■ Data extract
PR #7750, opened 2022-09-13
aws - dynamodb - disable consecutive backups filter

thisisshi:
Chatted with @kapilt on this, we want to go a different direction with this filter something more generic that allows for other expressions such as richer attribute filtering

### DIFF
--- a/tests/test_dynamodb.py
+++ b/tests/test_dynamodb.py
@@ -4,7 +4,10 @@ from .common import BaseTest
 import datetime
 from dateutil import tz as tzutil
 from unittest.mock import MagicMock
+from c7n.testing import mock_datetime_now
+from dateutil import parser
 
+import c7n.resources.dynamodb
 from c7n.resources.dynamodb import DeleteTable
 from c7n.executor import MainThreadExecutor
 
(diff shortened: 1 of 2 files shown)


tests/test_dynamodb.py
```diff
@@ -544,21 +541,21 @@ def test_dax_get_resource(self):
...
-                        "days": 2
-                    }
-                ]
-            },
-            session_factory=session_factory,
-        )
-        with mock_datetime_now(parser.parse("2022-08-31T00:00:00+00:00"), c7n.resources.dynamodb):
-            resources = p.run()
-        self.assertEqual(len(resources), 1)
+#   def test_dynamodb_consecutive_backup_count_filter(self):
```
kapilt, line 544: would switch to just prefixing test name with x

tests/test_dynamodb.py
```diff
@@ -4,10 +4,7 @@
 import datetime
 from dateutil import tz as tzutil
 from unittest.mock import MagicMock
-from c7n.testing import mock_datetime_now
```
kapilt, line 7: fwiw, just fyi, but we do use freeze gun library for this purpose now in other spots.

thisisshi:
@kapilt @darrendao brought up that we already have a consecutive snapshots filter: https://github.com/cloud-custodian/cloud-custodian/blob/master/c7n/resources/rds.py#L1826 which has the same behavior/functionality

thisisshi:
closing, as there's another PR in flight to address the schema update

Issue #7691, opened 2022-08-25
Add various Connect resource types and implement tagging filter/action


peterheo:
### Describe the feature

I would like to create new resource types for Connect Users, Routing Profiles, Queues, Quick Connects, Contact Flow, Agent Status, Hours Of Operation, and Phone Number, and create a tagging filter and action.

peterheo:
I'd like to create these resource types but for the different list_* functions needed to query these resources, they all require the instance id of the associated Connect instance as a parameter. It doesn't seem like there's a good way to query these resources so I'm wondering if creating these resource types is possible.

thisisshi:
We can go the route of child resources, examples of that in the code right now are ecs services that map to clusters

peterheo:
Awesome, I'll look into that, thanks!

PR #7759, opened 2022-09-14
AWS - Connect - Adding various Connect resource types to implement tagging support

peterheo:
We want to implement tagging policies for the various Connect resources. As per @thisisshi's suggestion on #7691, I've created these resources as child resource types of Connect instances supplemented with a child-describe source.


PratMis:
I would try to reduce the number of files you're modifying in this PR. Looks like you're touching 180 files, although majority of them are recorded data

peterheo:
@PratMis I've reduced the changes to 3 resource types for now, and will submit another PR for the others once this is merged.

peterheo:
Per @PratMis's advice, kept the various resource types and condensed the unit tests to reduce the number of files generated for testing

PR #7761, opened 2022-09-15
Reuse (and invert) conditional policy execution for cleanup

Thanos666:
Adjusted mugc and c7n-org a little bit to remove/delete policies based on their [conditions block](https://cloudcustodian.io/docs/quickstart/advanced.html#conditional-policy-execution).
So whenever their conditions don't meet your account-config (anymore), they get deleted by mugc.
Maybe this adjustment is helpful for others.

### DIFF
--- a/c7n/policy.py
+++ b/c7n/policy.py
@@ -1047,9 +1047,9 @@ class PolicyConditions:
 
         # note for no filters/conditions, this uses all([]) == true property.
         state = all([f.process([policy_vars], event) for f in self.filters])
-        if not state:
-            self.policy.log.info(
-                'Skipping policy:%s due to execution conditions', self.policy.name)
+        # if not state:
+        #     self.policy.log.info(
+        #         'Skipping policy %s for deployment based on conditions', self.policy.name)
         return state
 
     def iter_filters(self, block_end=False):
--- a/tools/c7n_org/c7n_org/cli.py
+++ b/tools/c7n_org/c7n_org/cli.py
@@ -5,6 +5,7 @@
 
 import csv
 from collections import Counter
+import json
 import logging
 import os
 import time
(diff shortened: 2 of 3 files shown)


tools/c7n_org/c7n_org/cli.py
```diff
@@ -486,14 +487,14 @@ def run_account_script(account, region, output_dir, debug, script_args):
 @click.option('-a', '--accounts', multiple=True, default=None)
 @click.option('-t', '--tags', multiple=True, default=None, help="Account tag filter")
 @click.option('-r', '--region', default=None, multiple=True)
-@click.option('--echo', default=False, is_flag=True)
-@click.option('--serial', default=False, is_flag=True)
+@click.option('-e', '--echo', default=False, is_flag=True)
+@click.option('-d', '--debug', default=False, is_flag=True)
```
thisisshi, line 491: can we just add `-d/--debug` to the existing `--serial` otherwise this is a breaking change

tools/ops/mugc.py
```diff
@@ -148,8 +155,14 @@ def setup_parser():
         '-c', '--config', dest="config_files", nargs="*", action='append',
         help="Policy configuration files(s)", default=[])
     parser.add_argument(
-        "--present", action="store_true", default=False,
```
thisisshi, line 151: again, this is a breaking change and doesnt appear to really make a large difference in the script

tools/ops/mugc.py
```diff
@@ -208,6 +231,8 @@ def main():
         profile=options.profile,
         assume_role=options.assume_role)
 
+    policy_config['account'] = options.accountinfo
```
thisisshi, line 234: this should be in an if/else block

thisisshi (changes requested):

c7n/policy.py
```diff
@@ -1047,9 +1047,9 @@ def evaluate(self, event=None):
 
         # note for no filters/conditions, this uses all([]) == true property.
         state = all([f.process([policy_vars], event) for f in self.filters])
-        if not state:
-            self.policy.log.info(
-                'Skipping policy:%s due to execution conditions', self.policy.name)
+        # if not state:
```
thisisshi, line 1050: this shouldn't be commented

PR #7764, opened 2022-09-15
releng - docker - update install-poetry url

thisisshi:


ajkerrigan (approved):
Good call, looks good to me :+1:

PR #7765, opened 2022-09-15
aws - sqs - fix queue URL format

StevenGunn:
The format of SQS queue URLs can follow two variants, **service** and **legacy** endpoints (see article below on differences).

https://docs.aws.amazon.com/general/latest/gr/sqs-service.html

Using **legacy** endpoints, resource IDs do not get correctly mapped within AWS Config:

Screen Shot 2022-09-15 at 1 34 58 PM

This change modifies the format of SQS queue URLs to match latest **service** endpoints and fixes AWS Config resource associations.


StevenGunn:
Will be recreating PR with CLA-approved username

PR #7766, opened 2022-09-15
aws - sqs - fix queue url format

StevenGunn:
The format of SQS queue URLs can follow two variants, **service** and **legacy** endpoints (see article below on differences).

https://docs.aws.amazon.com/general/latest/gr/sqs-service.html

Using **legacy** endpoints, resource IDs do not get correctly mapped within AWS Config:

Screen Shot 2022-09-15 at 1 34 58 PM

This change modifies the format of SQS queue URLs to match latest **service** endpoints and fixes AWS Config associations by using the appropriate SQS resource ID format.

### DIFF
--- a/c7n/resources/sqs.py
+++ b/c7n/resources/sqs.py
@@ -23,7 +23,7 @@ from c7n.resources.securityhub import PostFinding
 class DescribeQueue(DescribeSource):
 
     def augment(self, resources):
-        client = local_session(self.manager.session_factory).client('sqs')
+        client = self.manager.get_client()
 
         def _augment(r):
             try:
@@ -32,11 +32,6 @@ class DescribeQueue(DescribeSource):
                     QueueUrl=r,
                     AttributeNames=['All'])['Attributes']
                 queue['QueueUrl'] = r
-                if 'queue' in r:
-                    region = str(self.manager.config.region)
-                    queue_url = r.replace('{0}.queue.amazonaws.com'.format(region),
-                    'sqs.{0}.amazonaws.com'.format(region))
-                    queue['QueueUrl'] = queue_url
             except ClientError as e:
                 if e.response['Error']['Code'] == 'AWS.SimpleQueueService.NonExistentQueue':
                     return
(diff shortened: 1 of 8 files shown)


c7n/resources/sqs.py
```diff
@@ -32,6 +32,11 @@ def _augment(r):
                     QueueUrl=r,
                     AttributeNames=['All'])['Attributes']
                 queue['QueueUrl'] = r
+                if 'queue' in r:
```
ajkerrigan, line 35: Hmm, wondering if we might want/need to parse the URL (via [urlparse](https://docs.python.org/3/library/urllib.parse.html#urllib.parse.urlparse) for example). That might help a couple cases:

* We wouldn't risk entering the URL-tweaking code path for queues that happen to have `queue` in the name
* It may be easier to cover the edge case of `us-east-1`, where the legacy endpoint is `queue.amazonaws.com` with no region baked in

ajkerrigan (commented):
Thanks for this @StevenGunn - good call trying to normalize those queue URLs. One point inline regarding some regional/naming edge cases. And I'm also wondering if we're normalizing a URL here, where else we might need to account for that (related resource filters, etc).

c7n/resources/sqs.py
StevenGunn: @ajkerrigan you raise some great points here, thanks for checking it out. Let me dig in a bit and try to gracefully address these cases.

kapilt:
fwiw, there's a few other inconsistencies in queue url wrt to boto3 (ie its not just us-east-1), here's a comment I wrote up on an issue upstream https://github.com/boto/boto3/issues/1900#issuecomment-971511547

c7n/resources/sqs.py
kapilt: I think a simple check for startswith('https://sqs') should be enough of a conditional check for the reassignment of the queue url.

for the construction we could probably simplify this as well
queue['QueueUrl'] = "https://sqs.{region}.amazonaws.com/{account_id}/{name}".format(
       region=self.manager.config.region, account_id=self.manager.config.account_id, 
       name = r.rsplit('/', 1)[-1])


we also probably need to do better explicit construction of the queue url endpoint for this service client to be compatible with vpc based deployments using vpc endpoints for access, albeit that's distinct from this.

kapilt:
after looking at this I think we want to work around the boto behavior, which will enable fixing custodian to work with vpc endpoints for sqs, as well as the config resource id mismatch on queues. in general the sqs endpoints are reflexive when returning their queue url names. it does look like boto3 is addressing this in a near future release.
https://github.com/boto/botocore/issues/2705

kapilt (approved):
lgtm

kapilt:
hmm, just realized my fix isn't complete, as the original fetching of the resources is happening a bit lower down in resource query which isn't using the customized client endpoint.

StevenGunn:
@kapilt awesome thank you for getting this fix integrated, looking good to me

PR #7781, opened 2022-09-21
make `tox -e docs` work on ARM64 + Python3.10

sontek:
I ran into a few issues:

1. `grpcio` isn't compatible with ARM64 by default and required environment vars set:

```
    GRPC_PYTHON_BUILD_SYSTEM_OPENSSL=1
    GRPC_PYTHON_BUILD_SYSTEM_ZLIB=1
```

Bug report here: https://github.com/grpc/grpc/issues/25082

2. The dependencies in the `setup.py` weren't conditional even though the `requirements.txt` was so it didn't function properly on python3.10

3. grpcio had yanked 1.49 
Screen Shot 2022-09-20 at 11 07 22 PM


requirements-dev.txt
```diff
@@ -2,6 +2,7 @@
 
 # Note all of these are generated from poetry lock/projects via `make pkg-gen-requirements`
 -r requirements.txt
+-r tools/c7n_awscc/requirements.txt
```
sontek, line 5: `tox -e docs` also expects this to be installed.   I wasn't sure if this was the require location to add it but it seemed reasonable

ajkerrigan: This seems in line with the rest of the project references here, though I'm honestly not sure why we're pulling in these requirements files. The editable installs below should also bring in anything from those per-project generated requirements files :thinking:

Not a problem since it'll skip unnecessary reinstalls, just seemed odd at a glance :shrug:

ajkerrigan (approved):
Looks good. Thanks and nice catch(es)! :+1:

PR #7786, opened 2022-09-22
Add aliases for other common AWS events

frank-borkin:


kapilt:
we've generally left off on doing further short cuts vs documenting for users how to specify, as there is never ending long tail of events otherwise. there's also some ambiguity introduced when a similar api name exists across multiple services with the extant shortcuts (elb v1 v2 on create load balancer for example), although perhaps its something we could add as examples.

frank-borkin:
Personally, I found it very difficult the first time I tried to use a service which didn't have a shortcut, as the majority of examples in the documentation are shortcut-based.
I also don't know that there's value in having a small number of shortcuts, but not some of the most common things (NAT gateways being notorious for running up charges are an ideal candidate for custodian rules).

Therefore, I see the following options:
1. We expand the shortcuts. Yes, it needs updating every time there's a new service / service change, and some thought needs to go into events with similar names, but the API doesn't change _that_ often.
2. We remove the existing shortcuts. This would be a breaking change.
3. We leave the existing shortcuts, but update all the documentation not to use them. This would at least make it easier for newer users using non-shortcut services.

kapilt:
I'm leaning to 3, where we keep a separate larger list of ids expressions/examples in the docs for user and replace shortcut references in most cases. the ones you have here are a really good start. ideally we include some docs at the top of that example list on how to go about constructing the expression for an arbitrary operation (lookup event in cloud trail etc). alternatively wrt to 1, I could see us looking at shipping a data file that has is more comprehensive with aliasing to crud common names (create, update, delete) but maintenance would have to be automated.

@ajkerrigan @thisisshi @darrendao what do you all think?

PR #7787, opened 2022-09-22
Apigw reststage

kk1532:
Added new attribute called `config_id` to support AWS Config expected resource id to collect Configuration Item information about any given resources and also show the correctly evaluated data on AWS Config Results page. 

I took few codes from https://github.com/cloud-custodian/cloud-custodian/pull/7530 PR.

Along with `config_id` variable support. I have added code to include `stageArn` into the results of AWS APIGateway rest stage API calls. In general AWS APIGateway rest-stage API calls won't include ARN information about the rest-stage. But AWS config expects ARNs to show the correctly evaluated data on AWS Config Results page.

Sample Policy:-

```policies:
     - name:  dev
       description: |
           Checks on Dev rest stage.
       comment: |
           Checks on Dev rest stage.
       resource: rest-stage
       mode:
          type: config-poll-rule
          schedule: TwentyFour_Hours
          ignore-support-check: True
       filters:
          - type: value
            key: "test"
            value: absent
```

■ Exercise directions
Among the lines above, show every one that contains the string "Results".

■ Exercise solution
Added new attribute called `config_id` to support AWS Config expected resource id to collect Configuration Item information about any given resources and also show the correctly evaluated data on AWS Config Results page. 
Along with `config_id` variable support. I have added code to include `stageArn` into the results of AWS APIGateway rest stage API calls. In general AWS APIGateway rest-stage API calls won't include ARN information about the rest-stage. But AWS config expects ARNs to show the correctly evaluated data on AWS Config Results page.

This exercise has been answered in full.